| HN Mirror

Y	Hacker News new \| ask \| show \| jobs

by ant6n 575 days ago

You kind of lost me towards the end, so I’m not sure whether you attempted it, but I was wondering whether it would be possible for the internal nodes to store only the upper 8/16 bits (that are nonzero for the current subtree). This implies that one 64 byte cache line stores 32 or 64 entries instead of 16 (or better: 31 or 62/63, since u may need some bookkeeping dat).

The next level would be to keep track of how many prefix bits are implied by the parents, so leaf nodes could perhaps also only use 8/12/16 bits, if the the higher bits are implied by the parent. or instead of bit masks, use offsets (i.e. leaves store k bits offset from parent value).

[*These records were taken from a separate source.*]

Issue #521, opened 2021-06-26
SVG - stop-opacity cuts the color completely


mgrudzinska:
```
<svg xmlns="http://www.w3.org/2000/svg" viewBox="0 0 140 140">
  <defs>
    <linearGradient
       id="grad" x1="0" y1="0" x2="0.2" y2="0.2" spreadMethod="reflect">
      <stop style="stop-color:#ff0000;stop-opacity:1;" offset="0"/>
      <stop style="stop-color:#0000ff;stop-opacity:0;" offset="1"/>
    </linearGradient>
  </defs>
  <rect x="0" y="0" width="100" height="100" fill="url(#grad)"/>
</svg>
```

tvg result:
![5before](https://user-images.githubusercontent.com/67589014/123713776-6d369900-d875-11eb-9151-e732c13a78b7.PNG)

expected result:
![5expected](https://user-images.githubusercontent.com/67589014/123713795-76276a80-d875-11eb-9501-f4d8b55163ce.PNG)

hermet:
@mgrudzinska can you explain this issue more detail? so that other volunteers can assign it.

mgrudzinska:
sorry, I edited the descr

mmaciola:
note it is thorvg issue, not just svg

That may screw around with the branch predictor, and may work very good with evenly distributed data vs uneven data.

1 comments

curiouscoding 575 days ago

Ohh yes some good ideas there! I've thought about pretty much exactly this at some point but then didn't end up including it. But I do think it's quite promising, and most of the bookkeeping can be made to be branchless.

On the other hand, most of the latency is in the last few layers, and probably there isn't as much to be saved there.

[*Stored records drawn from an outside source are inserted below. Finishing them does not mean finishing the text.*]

PR #1576, opened 2023-08-04
svg_loader: support other units for mask and clip 

mgrudzinska:
Added support for the objectBoundingBox value of
the clipPathUnits and for the userSpaceOnUse value
of the maskContentUnits.

@issue: https://github.com/thorvg/thorvg/issues/429

### DIFF
--- a/src/loaders/svg/tvgSvgSceneBuilder.cpp
+++ b/src/loaders/svg/tvgSvgSceneBuilder.cpp
@@ -24,6 +24,7 @@
 #include <cstring>
 #include <string>
 #include "tvgCompressor.h"
+#include "tvgPaint.h"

The biggest problem might be that the bottom layer will anyway have to store full-width numbers, since we must be sure to have the low-order bits somewhere in case they weren't covered yet in earlier layers. Or we could have variable width encoding per node maybe (instead of per layer) but that does sound a bit iffy on the branch predictor.

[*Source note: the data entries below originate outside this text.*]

PR #1531, opened 2023-07-23
Try to get the GL backend working

RuiwenTang:
This is an other draft which I am trying to rewrite exists GL backend code and make it work as expected.

Changes under examples directory can be ignored. I change to use SDL2 because I can not create a OpenGL context with EFL on my macbook. The clang-format and some code format changes can also be ignored.

Because I want to use some common feature in modern Open GL/GLES, like vertex array object, uniform buffer object, so I changed all existing buffer and shader creation code. Also I thought no matter what GPU backend we choose in the future, they all need to convert polygons to triangles. So I put the tessellation algorithm outside the gl_engine directory.

Current state:

- [x]  Fill Path
- [x] Stroke Path
- [x] Dash Effect In Stroke
- [x]  Clip Path
- [x] Linear Gradient
- [x]  Radial Gradient
- [x]  Image
- [ ]  Blending
- [x]  Masking
- [ ]  Contour AA

PR #1584, opened 2023-08-07
utils: add sort method in tvgArray

RuiwenTang:
This PR does the following things:
* Add a new method in tvg::Array to support sort with custom comparer

The tessellation code in #1531 use tvg::Array as much as possible, and the algorithm need to sort Point , Edge.
So I add the sort method in tvg::Array. This is a new method so there will be no impact on existing code.

### DIFF
--- a/src/utils/tvgArray.h
+++ b/src/utils/tvgArray.h
@@ -24,6 +24,7 @@
 #define _TVG_ARRAY_H_
 
 #include <memory.h>
+#include <cstdint>
 
 namespace tvg
 {
@@ -110,6 +111,12 @@ struct Array
         return count == 0;
     }
 
+    template<class COMPARE>
+    void sort()
+    {
+        qsort<COMPARE>(data, 0, static_cast<int32_t>(count) - 1);
+    }
+
     void operator=(const Array& rhs)
     {
         reserve(rhs.count);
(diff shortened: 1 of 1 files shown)


src/utils/tvgArray.h
```diff
@@ -121,6 +128,34 @@ struct Array
...
+            T       tmp = arr[low];
+            while (i < j) {
+                while (i < j && !COMPARE{}(arr[j], tmp)) --j;
+                // while (i < j && arr[j] >= tmp) --j;
+                if (i < j) {
+                    arr[i] = arr[j];
+                    ++i;
+                }
+                while (i < j && COMPARE{}(arr[i], tmp)) ++i;
+                // while (i < j && arr[i] <= tmp) ++i;
```
hermet, line 148: does this comment necessary?

hermet (changes requested):
Please remove the test-case. We don't add it for the internal functions. Only extern APIs would have it.  Otherwise, Looks good to me. 

Thanks. :-)

RuiwenTang:
@hermet Please take a look again :)

hermet (approved):
Great, looks good to me. thanks!

hermet:
Ah one more, could you please revise the commit message?

RuiwenTang:
> Ah one more, could you please revise the commit message? Remove -> Add a associate unite test case to check the sort logical

Sorry about the commit meesage, I have removed them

In the end I guess I kinda like the simplicity and hence reliability of the 'just do the full tree and the first layers are cheap anyway' approach. Probably another factor 2 speedup is possible on specific datasets, but anything beyond this may not be reliably good on worst case inputs (like is the issue for the prefix partitioning methods).

ant6n 574 days ago

The lowest level could be encoded with whatever number of bits is required for the numeric distance between the leafs. With proper book keeping, the full 32 bit values don’t need to be stored. The value for each node should be something like (parent << shift + node), where node has ideally 8 Bits, or maybe 16 bits.

It kind of comes down to how to deal with bad distribution of values, like large differences between adjacent values. One could for example deal with this by deliberately leaving „gaps“ in the tree, like using a 59-ary node on places (make the last values in the array large, so they will never get visited). With dynamic programming, perhaps an optimal distribution of the leaf level could be had - although it requires more bookkeeping bits of one needs to have the index of the found value, not just whether the value is in the tree.

The question could also be whether it could be interesting to store delta valeues, so that 63 8-bit valeues gives a larger numeric range - this means computing some sort of cumulative sum on on the 63 values, not sure whether there is a simd instruction for that.

One more thought: if there is different ways different layers of the tree are stored, but they are always the same for each layer, the code be unrolled, with every layer having different code to deal with it.

Last thought: if the index is not important to know, just whether the value is in the set or not, one could use a bitmap as a data structure. It would require 256MB for the 32bit space, but large spans of zeros imply empty pages.